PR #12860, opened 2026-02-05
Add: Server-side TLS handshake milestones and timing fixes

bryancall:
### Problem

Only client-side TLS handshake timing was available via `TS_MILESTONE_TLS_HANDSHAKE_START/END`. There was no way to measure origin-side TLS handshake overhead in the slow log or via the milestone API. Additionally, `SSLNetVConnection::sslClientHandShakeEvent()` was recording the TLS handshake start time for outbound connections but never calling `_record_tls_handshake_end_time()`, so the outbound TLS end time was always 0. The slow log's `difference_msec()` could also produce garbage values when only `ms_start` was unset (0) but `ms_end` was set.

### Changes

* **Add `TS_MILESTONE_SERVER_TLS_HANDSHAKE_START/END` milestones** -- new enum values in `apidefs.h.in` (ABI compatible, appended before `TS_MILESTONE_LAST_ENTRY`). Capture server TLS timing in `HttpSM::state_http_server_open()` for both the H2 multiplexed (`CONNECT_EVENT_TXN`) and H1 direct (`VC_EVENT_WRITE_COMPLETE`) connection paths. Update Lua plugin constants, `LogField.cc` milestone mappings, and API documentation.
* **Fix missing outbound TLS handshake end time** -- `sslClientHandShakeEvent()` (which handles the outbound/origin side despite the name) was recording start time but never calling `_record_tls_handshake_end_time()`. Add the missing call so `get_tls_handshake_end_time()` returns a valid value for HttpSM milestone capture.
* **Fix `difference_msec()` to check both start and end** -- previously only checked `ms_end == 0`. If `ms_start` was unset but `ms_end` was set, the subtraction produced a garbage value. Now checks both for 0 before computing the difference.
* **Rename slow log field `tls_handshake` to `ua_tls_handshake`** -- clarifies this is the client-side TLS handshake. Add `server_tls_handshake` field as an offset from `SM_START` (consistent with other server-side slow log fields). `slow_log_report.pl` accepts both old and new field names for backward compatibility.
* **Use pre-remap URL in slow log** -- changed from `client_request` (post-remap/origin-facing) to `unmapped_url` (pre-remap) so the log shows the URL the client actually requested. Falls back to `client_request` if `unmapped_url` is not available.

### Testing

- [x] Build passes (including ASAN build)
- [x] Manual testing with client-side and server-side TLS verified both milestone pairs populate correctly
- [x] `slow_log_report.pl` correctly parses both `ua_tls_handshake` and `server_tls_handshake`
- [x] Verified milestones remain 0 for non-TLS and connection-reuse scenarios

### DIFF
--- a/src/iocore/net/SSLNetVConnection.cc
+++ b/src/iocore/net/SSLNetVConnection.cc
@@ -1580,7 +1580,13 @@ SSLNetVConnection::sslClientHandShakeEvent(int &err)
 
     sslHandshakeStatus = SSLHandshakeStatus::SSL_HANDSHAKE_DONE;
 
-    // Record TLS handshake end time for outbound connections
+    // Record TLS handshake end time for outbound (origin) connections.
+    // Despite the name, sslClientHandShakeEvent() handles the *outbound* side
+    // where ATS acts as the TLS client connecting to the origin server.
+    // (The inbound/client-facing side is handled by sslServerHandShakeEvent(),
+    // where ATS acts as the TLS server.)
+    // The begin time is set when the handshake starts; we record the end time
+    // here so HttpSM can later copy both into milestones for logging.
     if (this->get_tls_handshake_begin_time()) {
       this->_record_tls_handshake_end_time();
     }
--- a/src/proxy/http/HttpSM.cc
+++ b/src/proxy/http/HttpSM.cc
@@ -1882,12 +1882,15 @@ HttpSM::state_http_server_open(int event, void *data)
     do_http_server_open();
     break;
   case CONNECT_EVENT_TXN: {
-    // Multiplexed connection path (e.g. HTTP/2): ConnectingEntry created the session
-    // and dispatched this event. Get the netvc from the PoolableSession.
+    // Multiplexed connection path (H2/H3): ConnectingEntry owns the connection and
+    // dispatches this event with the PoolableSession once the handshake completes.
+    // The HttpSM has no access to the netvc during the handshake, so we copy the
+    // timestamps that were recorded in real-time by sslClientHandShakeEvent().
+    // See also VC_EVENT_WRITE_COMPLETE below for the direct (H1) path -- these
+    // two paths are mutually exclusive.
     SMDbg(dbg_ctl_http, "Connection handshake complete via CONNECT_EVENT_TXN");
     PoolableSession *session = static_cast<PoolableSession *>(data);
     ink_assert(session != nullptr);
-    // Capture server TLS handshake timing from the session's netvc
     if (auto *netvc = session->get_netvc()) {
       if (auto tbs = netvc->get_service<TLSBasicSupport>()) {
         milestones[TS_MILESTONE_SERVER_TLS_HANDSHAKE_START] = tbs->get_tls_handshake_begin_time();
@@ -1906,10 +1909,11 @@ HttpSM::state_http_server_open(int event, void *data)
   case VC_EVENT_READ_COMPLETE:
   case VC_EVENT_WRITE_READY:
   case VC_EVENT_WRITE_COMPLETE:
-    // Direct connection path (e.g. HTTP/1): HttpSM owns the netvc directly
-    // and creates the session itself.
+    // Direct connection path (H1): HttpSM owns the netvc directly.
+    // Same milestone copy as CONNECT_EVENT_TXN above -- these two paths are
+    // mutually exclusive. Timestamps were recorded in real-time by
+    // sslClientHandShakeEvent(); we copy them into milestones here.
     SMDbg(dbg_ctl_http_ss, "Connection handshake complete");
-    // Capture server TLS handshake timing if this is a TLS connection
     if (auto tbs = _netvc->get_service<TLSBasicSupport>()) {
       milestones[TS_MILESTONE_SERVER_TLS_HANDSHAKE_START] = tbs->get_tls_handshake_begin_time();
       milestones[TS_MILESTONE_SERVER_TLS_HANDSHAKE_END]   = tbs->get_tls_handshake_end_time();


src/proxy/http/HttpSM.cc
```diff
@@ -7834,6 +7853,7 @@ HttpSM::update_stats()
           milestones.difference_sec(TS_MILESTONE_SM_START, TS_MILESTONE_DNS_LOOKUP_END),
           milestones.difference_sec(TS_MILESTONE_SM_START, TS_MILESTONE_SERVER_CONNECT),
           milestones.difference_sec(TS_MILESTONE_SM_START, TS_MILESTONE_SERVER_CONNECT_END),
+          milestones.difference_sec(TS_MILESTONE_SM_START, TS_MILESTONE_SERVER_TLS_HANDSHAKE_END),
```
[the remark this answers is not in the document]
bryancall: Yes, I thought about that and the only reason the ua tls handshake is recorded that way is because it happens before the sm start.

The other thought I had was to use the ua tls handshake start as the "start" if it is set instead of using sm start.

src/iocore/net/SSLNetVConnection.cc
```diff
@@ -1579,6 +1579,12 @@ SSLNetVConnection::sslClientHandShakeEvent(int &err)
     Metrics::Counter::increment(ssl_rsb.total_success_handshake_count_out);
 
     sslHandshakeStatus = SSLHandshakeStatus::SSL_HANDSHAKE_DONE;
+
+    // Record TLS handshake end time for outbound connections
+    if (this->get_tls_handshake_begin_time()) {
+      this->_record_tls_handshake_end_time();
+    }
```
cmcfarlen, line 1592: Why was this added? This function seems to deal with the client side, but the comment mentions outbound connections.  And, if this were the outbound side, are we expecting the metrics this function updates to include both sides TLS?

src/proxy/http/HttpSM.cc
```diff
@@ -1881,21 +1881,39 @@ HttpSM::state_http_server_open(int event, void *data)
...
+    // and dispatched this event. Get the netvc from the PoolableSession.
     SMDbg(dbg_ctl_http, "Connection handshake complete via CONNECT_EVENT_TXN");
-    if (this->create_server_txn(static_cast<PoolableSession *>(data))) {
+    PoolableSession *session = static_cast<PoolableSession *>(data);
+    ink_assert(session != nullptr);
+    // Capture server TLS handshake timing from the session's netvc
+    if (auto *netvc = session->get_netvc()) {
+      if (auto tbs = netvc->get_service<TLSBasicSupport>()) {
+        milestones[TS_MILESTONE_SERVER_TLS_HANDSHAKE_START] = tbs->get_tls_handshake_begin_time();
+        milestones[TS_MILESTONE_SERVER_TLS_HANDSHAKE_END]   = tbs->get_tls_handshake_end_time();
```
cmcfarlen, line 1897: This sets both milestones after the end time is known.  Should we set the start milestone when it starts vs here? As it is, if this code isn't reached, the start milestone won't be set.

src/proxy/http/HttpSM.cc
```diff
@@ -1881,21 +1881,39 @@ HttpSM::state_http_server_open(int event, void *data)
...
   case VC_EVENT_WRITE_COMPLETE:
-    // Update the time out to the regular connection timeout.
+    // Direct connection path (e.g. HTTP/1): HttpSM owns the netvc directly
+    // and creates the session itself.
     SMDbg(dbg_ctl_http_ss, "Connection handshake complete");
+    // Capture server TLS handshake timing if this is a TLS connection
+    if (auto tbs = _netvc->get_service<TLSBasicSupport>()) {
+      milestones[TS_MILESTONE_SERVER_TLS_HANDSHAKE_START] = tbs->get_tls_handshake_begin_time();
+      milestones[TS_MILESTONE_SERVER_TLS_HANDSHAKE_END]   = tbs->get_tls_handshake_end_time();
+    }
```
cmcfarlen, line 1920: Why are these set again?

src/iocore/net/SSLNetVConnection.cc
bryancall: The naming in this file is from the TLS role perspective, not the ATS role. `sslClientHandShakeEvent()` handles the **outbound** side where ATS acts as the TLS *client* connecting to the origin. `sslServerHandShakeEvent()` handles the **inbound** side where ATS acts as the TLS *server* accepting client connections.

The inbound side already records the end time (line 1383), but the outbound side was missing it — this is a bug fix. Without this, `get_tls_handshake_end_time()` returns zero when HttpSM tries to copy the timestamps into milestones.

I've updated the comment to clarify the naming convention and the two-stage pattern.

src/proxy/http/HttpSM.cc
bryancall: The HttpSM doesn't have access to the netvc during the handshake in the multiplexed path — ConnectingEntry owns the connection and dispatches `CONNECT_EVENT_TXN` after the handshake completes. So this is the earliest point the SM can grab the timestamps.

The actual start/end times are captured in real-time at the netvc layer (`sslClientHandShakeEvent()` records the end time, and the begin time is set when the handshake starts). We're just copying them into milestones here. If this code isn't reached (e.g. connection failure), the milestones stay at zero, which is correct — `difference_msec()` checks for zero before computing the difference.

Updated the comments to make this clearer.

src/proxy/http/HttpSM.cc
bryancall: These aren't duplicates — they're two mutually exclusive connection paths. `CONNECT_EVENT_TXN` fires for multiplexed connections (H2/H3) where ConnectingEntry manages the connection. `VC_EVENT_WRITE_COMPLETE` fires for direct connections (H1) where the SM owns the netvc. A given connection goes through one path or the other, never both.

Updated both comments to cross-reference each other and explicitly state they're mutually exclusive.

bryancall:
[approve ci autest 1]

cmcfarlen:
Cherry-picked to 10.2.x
┄┄┄┄┄┄┄┄┄┄┄┄┄┄┄┄┄┄┄┄
_What is required:_ In the listing, how many lines have the word "completes"? Write only that number.

_Reply to the exercise:_ 2